The military has been rendered sufficiently inert. In anticipation of an electoral heist, it has already been sent up to high altitude and, at the crunch, will have a crisis going to keep it busy.
Agnipath has been foisted on it to keep it inflexible to the chain of command. Agniveers, who have come of age in the Modi era, duly conditioned by a 100 Mann ki Baats, would be nonplussed if Modi is shown in poor light.
Sensibly, the Agnipath scheme has not extended to the paramilitary or central police under Amit Shah’s ministry. So, if the Army were to get it wrong, it can be stumped. A trooper stationed every 10 yards at 7, Lok Kalyan Marg, is not meant against a sneaky terror attack, but a frontal one that only a military could mount.
If the military is unable to deter, it is not the remedy either.
The example of General ‘Tappy’ Raina is useful. A Kashmiri Pandit he was positioned as Army Chief by ethnic fellow, Indira Gandhi, in anticipation of calls such as from Jaiprakash Narayan. In the event, he proved impervious to enticement from both quarters and Emergency met with a sorry end.

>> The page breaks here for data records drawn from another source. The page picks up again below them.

Issue #726, opened 2026-07-31
Pin GitHub Actions to commit SHAs


mitch-mitchel:
### What needs to change?

- [ ] Pin floating third-party tags: `astral-sh/setup-uv@v6`, `pre-commit/action@v3.0.1`, `aws-actions/configure-aws-credentials@v5`
- [ ] Reconcile `actions/checkout` — currently both `@v4` and `@v6` in the same repo
- [ ] Consider enabling `sha_pinning_required` once pinned

### Why?

A floating tag can be repointed to different code by whoever controls the action.

`appleboy/ssh-action` (SSHes into the QA box) is already SHA-pinned, so the highest-risk one is covered. This closes the rest.

Sized S rather than XS because pinning needs a pass to verify nothing breaks, plus a plan for keeping pins current.

### Definition of done

- [ ] All third-party actions SHA-pinned with a version comment
- [ ] CI green

nicolearagao:
deploy.yml still needs SHAs

PR #812, opened 2026-08-20
ci: pin github actions to shas and configure dependabot

nicolearagao:
## What changed

- **Pin and bump are separate commits.** `9e46a16` moves no versions at all: each SHA is the exact commit the floating tag already resolved to, so behavior is unchanged by construction. `e1583cb` then takes the upgrades. If CI had broken, the cause was attributable and the bump revertable without giving up the pins.
- **Upgrade only where a PR proves it.** `lint.yml` / `tests.yml` run on `pull_request`, so checkout v7 and setup-python v7 are exercised here. Everywhere else is pin-only, and Dependabot proposes upgrades in a reviewable PR instead.
- **`setup-uv` stays at v6.8.0.** v6 to v10 is four majors, and upstream stopped publishing major tags at v8 (citing tj-actions, same reasoning as this PR). Wants its own PR.
- **`actions/stale` stays at v9.1.0** though v11.0.0 exists — nothing here can exercise it.
- **`checkout` reconcile is deliberately incomplete.** v7.0.1 in CI, v6 in `deploy.yml`,
  v4.3.1 in the two Docker workflows. Finishing it would bump paths this PR can't test.
  Dependabot closes the gap.

Refs #726 

## Not in this PR

**`deploy.yml` — six floating actions, deliberately untouched.** It runs on neither
`pull_request` nor `push`, so nothing here could verify it, and it holds the AWS
credentials. It needs its own PR once we know how a deploy change gets exercised before
merge. #726 stays open for this.

**Enabling `sha_pinning_required`** — a setting, not a file, so it can't live in a commit.
See the sequencing note below.

## Test plan

CI green on this PR:

| Check | Result |
| --- | --- |
| `lint` | pass, 17s |
| `build (3.13)` | pass, 1m21s |
| Docker build validation | pass, 39s |

That covers all pins in `lint.yml` and `tests.yml` at their new versions. Before pushing, each pin was checked twice: the SHA exists upstream, **and** it matches the SHA of the version in its trailing comment. The second check matters more — a correct SHA with a lying comment survives review.

`stale.yml` is not exercised by CI (no matching trigger). It'll be confirmed by the next scheduled Monday 14:00 UTC run.

## Follow-ups

1. **`deploy.yml` pinning** — blocked on the deploy-verification question.
2. **Enable `sha_pinning_required`** — must come **after** (1), not after this PR. Turning it on while `deploy.yml` still has floating tags would fail the next deploy.
---

### DIFF
--- a/.github/dependabot.yml
+++ b/.github/dependabot.yml
@@ -1,0 +1,18 @@
+version: 2
+
+updates:
+  # Version updates for GitHub Actions. Security updates already run without this
+  # file (they're driven by advisories + the dependency graph); version updates are
+  # what keep SHA-pinned actions from going stale.
+  - package-ecosystem: github-actions
+    directory: /
+    schedule:
+      interval: weekly
+      day: monday
+    # One grouped PR per week instead of one per action.
+    groups:
+      github-actions:
+        patterns:
+          - '*'
+    commit-message:
+      prefix: build(deps)
--- a/.github/workflows/lint.yml
+++ b/.github/workflows/lint.yml
@@ -10,12 +10,12 @@ jobs:
   lint:
     runs-on: ubuntu-latest
     steps:
-      - uses: actions/checkout@v4
+      - uses: actions/checkout@11d5960a326750d5838078e36cf38b85af677262 # v4.4.0
 
-      - uses: actions/setup-python@v5
+      - uses: actions/setup-python@a26af69be951a213d495a4c3e4e4022e16d87065 # v5.6.0
         with:
           python-version: '3.13'
 
-      - uses: pre-commit/action@v3.0.1
+      - uses: pre-commit/action@2c7b3805fd2a0fd8c1884dcaebf91fc102a13ecd # v3.0.1
         env:
           SKIP: uv-lock-check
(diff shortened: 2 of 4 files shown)


nicolearagao (commented):
@mitch-mitchel no rush, this is for when you're back from PTO.

This PR leaves deploy.yml unpinned on purpose: it runs on neither pull_request nor push, so nothing in a PR can prove the pins work before merge, and it holds the AWS credentials. Before I do the follow-up PR, I need to know how a deploy.yml change gets exercised before it merges. 
@ERosendo tagging you too since this touches the deploy pipeline. You probably know best how deploy changes are usually verified.

Related: once deploy.yml is pinned, we want to enable sha_pinning_required on the repo (in that order, enabling it first would fail the next deploy).

mitch-mitchel:
this makes sense to me, you can convert it to ready

nicolearagao:
> this makes sense to me, you can convert it to ready

Undrafting this. Items below should be addressed in a follow-up PR:

deploy.yml — six floating actions, deliberately untouched. It runs on neither
pull_request nor push, so nothing here could verify it, and it holds the AWS
credentials. It needs its own PR once we know how a deploy change gets exercised before
merge. https://github.com/freelawproject/litigant-portal/issues/726 stays open for this.

Enabling sha_pinning_required — a setting, not a file, so it can't live in a commit.
See the sequencing note below.

mitch-mitchel (approved):
👍

PR #814, opened 2026-08-23
Corpus pipeline: YAML content tree, validation, and database sync

### LINKED ISSUE #813: Corpus pipeline: YAML content tree, validation, and database sync
### What needs to change?

Add a court content corpus and the pipeline that validates it and keeps the database in sync with it.

- `litigant_portal/corpus/`: the content tree. `variables.yml` (app-wide variable glossary, 31 variables), `forms/` (one yml per Form plus its fillable PDF, 8 forms / 6 PDFs including the ND fee waiver packet), and `courts/<court>/topics/<topic>/flows/<flow>.yml` for North Dakota adult name change (standard + waiver) and Franklin County OH eviction (tenant + landlord). Identity comes from paths; conventions documented in the corpus README.
- `selectors/corpus.py`: the corpus contract. Pydantic schemas mirror the Django models they populate (field for field, so sync can unpack `model_dump()` directly), loaders parse the tree, and `CorpusSchema` cross-validates everything (PDF AcroForm field membership, template variable resolution, interview coverage, gate and condition ordering, orphan detection). Fail-fast: first problem raises.
- `checks/corpus.py`: thin Django system check adapter surfacing an invalid corpus as `corpus.E001`. The checks module is now a package split by domain (`corpus.py`, `prompts.py`).
- `services/corpus.py`: `corpus_sync(court=None, strict=False)`. Upserts by natural key (variable name, form/topic/flow slug) so stored `VariableAnswer` rows survive corpus edits; flow composition rows replace wholesale. `strict` deletes rows the corpus no longer names, except variables, which are only flagged `in_schema=False` (answers cascade with their variable, so orphans wait for a curated migration instead). `court` narrows topics, flows, and site config to one court and falls back to the new `CORPUS_COURT` setting; unset syncs every court's topics, flows, contacts, and resources and leaves the site's court fields alone.
- `sync_corpus` management command wraps the service and replaces `seed_data` in the docker entrypoint (runs `--strict` on boot, so the database always mirrors the corpus).
- Migration 0015: `Variable.default` becomes a typed JSONField (matching gate/condition values) and adds `Variable.in_schema`.
- `make check` target for running system checks in the container.

### Why?

The beta demo needs real per-court content (interviews, packets, deadlines) behind the topic flow models that landed in #810, and partners need an explicit validated contract for authoring it. This realizes the planned library domain under the corpus name and is foundation for deleting the legacy `app/topic_flow` engine and its flat `content/*.yml` corpus wholesale.

- `manage.py check` validates the corpus and fails red on any malformed or unrecognized content
- `sync_corpus` is idempotent, and strict mode reconciles renames without losing stored answers
- Fresh environments boot with the corpus imported (entrypoint), scoped by `CORPUS_COURT` when set
- Bench confirmation of the ND declaration conviction-table row mappings is tracked separately

nadahlberg:
Closes #813

This PR does three things:

1. Builds out a file structure in `corpus` for the hard-coded court and topic flow configurations.
2. Adds a `check_corpus` check with extensive validation.
3. Adds a `sync_corpus` command that replaces `seed_data` and upserts updated corpus data into the DB.

A few additional changes along the way:
- `checks.py` is converted to a directory with the new checks in `checks/corpus.py`
- Added a `make check` convenience command to the makefile to run `manage check` in the docker container.
- Two tweaks to the `Variable` model: the `default` field type (made it consistent with other `VariableValue` type fields and an added `in_schema` field.

## 1. The corpus directory structure

The new structure consolidates variables, forms, court configs, and topic flows in a format that closely mirrors our data models:

```
litigant_portal/corpus/
├── README.md
├── variables.yml                        # app-wide glossary: every Variable, by name
├── forms/                               # shared Form pool: <slug>.yml + its PDF
│   ├── nd-fee-waiver-petition.{yml,pdf}
│   ├── nd-name-change-petition.yml         ┐ two forms sharing
│   ├── nd-name-change-petition-waiver.yml  ┘ nd-name-change-petition.pdf
│   ├── nd-name-change-declaration.yml         ┐ two forms sharing
│   ├── nd-name-change-declaration-waiver.yml  ┘ nd-name-change-declaration.pdf
│   ├── nd-name-change-notice.{yml,pdf}
│   ├── nd-name-change-confidential-info.{yml,pdf}
│   └── nd-name-change-order.{yml,pdf}
└── courts/
    ├── north-dakota/
    │   ├── court.yml                    # Site court fields + contacts + resources
    │   └── topics/adult-name-change/
    │       ├── topic.yml
    │       └── flows/{standard,waiver}.yml
    └── franklin-county-oh/
        ├── court.yml
        └── topics/eviction/
            ├── topic.yml
            └── flows/{tenant,landlord}.yml
```

## 2. Corpus validation

The corpus is validated by `checks/corpus.py::check_corpus`. The logic for this check lives in two places:

- `checks/corpus.py::check_corpus_directory_structure`: Checks for the directory structure itself.
- `selectors/corpus.py`: Validates the corpus data itself with pydantic models.

The `selectors/corpus.py` is a big file, but ultimately boils down to several Pydantic models with their validation baked in and a few loader methods for loading models from hardcoded corpus files. 

All of this boils down to a single `corpus_load` method which loads a single `CorpusSchema` model that consolidates all of the parts:

```
class CorpusSchema(BaseSchema):
    variables: dict[VariableNameField, VariableSchema]
    forms: dict[SlugField, FormSchema]
    form_acro_fields: dict[str, set[str]]
    courts: dict[SlugField, CourtSchema]
    topics: dict[tuple[SlugField, SlugField], TopicSchema]
    flows: dict[tuple[SlugField, SlugField, SlugField], FlowSchema]
```

Validation that crosses document type is applied at the `CorpusSchema` model. All validators include docstrings that list the rules they test in bullet points.

## 3. Corpus sync command

A new management command `sync_corpus` is added, the logic lives in `services/corpus.py`. A few details:

- Data is upserted so that we aren't deleting rows with each update.
- `--strict` mode (which is used by the entrypoint) deletes rows that aren't in sync
- `Variable` rows are never deleted (even in `strict`) because these link to `VariableAnswers` which would wipe user data. Instead an `in_schema` field is added to variables and set false if the var is orphaned. E.g. if we change a variable name, then the old var will be flagged and we can write a migration to cleanly migrate the user answers without losing them.

The `CORPUS_COURT` decides which court config and topic flows are imported. When set, this is straightforward (we import the corpus data relevant to that court only). When unset, which we'll use for dev, the following happens:

`CORPUS_COURT=None` (dev mode):
- All topic flows across all courts are imported
- Court metadata we add to `Site` model is ignored, not synced
- `Contacts` and `Resources` across all courts are imported. The reason this will be ok, is that we planned on linking specific subsets of contacts and resources to topic flows anyway, which is what will render on the public-facing views. So once #815 is implemented, the "dev" versions of topic flow pages will mirror the court versions of those pages anyway.


litigant_portal/app/services/corpus.py
```diff
@@ -0,0 +1,258 @@
...
+    for name, schema in corpus.variables.items():
+        row = rows.get(name) or Variable(name=name)
+        _apply(row, schema, exclude={"asked_when"})
+        row.in_schema = True
+        row.save()
+        rows[name] = row
+    for name, schema in corpus.variables.items():
+        row = rows[name]
+        gate = schema.asked_when
+        row.asked_when = rows[gate.variable] if gate else None
```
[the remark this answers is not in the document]
nadahlberg: Good catch. I don't like the having multiple forms for a single PDF when that PDF can be filled out differently. Let's just duplicate the PDF in this rare scenario so that forms and PDFs remain 1-1. Will resolve once applied.

nadahlberg:
@nicolearagao lmk what you think about the Claudebot's migration note. We don't have any data in the variables table, so another one of those 'do we do a custom migration for good practice purposes' scenarios.

litigant_portal/app/selectors/corpus.py
```diff
@@ -0,0 +1,634 @@
...
+
+# Forms
+
+
+class FormFieldMappingSchema(BaseSchema):
+    """Populates a ``FormField`` row."""
+
+    pdf_field: str = Field(min_length=1)
+    template: str = ""
+    checked_when: str = ""
```
nicolearagao: checked_when is the only schema field with no validation, and a typo here silently prints a wrong court form.

Right now nothing catches:

- a value that isn't one of the variable's choices ('citzen' = never-checked box);
- mixed boolean spellings (the ND forms use both 'True' and 'yes');
- what checked_when: '' means (equality would check the box; the YAML comments say it stays blank).
- Can we validate checked_when against the variable's legal values, and write down the rule for the empty case?

docker/django/entrypoint.sh
```diff
@@ -14,9 +14,9 @@ run_bootstrap_superuser() {
     manage bootstrap_superuser
 }
 
-run_seed_data() {
-    echo "Seeding baseline data ..."
-    manage seed_data
+run_sync_corpus() {
+    echo "Syncing corpus ..."
+    manage sync_corpus --strict
```
nicolearagao, line 19: Boot runs --strict in both dev and prod, so every restart deletes any Topic, Flow, Form, Contact, or Resource the corpus doesn't name, and re-overwrites the site's court fields. Nothing else writes contacts/resources today, so this is coherent, but it means anything an admin creates in those tables dies at the next restart.

Is the corpus now the sole owner of these tables, including admin edits? Fine if yes, I just want to understand.

litigant_portal/corpus/courts/franklin-county-oh/topics/eviction/flows/landlord.yml
```diff
@@ -0,0 +1,67 @@
+# Eviction (Franklin County, OH), LANDLORD role. The directory locates the
```
nicolearagao: Tests: missing

The v1 engine this replaces has test_topic_flow_schema.py, test_topic_flow_loader.py, and test_topic_flow_validation.py. The v2 equivalents are missing, and this layer is the partner-facing contract, so the rules need regression protection. What I'd like covered:

- Schema validators : each validator docstring already lists its rules ("choice values unique", "no asked_when cycles", "pdf_field exists in the PDF", "gate placed before gated", "consumed variable on a page"...). One failing fixture per rule.

corpus_sync:

- run it twice: same row counts, same primary keys, no suffixed files in storage (the bug 3eafaba fixed has no regression test);
- --strict deletes stale topics/flows/forms/contacts/resources but only flags variables
CORPUS_COURT set vs unset: court filtering and whether site fields are written;
a VariableAnswer (with its reviewed flag) survives a re-sync. This is the trust boundary, one test.
- System check: one test that the shipped corpus passes corpus_load() (right now CI never validates the real corpus, only Docker boot does), and one that a broken fixture corpus returns corpus.E001.

Practical suggestion: a tmp MEDIA_ROOT and a tiny one-field fixture PDF, so the sync tests don't churn the real 1.5 MB PDFs.

nicolearagao (changes requested):
Overall this looks good. The schema validation is thorough, the sync is careful about identity (natural keys, answers surviving edits), and the corpus content itself is excellent. 

The one thing I'm holding the review on is tests. This PR adds ~900 lines of Python that will carry real court forms, and none of it is covered. The v1 engine this replaces has test_topic_flow_schema.py, test_topic_flow_loader.py, and test_topic_flow_validation.py, so this is the bar the repo already set, and this layer is the partner-facing contract: the rules need regression protection before people start authoring against them. What I'd like covered:

Schema validators: each validator docstring already lists its rules ("choice values unique", "no asked_when cycles", "pdf_field exists in the PDF", "gate placed before gated", "consumed variable on a page"...). One failing fixture per rule.

corpus_sync:

- run it twice: same row counts, same primary keys, no suffixed files in storage (the bug 3eafaba fixed has no regression test);
- --strict deletes stale topics/flows/forms/contacts/resources but only flags variables;
- CORPUS_COURT set vs unset: court filtering and whether site fields are written;
a VariableAnswer (with its reviewed flag) survives a re-sync. This is the trust boundary, one test.
- System check: one test that the shipped corpus passes corpus_load() (right now CI never validates the real corpus, only Docker boot does), and one that a broken fixture corpus returns corpus.E001.

Practical suggestion: a tmp MEDIA_ROOT and a tiny one-field fixture PDF, so the sync tests don't churn the real 1.5 MB PDFs.

One more thing: a 0015 migration just merged to main, so this branch's 0015_variable_default_and_in_schema now collides with it. Please pull main and renumber yours to 0016 (with its dependencies pointing at the new 0015) before the next push, so we don't merge a duplicate migration number.

update: 0016 is in main already. rebase and check latest migration =)

litigant_portal/app/selectors/corpus.py
nadahlberg: Ok I'm reworking the checked_when system. Seeing a lot of problems in addition to the ones you flagged:
- The "`checked_when` is the value and `template` is the variable" pattern is hacky. It makes `template` take on two meanings.
- It also doesn't give us a clean FK for the field referenced in the template
- It doesn't mirror our other "when" fields which use `*_when` to reference the variable and `*_when_ value` for the value

I think we can do this:
- `checked_when` (FK to the field) and `checked_when_value` JSON value expression
- Docassemble also lets checkboxes be always checked/unchecked. So add one more `checked` field that defaults to None and where True /  False correspond to the always states.
- Add constraints so that: (i) `checked_when` and `checked_when_value` must be null or not null together, (ii) `checked` and `checked_when` are mutually exclusive, (iii) `template` must be null if either `checked` or `checked_when` are set

In short, FormFields would populate PDFs in exactly one of three ways:
- The `template`
- Always on or off checkboxes with `checked`
- Conditionally checked by another variable via `checked_when` + `checked_when_value`

nadahlberg: Really on the fence about this. I'm going to commit it, but idk. Wyt?

docker/django/entrypoint.sh
nadahlberg: I think that's the intent for now. The admin site is too incomplete to expose to anyone, so I'm fine with overwriting the few editable fields for now if you are.

litigant_portal/app/selectors/corpus.py
nicolearagao: Hey, the FK redesign looks good to me. It fixes the real problem, template was doing two jobs before and now it isn't. And it matches how we already do this for Variable.asked_when and TopicFlowFormCondition. So it's not too much, it fits what's already there.

One thing is still missing though: the new shape doesn't stop a typo like 'citzen' or 'yes' instead of true from silently checking the wrong box. That was my original worry.

Good timing: I just built variable_value_validate in services/topic_flow.py for #821. It checks a raw value against a variable's type and choices. If your corpus loader uses this same function for checked_when_value, it catches bad choices and mixed true/false spellings for free. And it means we only have one place that checks values, which is what the issue asked for.

One more small ask: can you add one line saying what an empty checked_when_value means? That was my third question and it's still open.

nicolearagao (approved):
LGTM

The military must plough a lonely furrow
Remaining true to the professional salt at the juncture, will ensure the political system – political parties, democracy’s four ‘pillars’, State institutions and societal - relies on its own resources to undo any damage to it.
The military will cauterise itself from any adverse fallout, besides being true to the dictum: ‘do no harm’.
If the system rights itself, it will get more resilient. If it does not, it will settle into the new normal – a Hindu Rashtra.
The military must ensure transit to either outcome without compromise in national security. Its not for a military to decide on the complexion of the State, but to remain at hand to defend it.
Democracy is a desirable virtue. India will eventually settle into an Indian version of it, post Modi. As for a dictatorial tendency, its longevity coterminous with Narendra Modi, it can be endured.
The military need only step up if Hindutva itself endangers national security any more than it is already, by steamrolling a reluctant nation along a path it is manifestly set against. That will be a truer cue for the military, not the preparatory phase in which Hindutva dips into its bag of dirty tricks.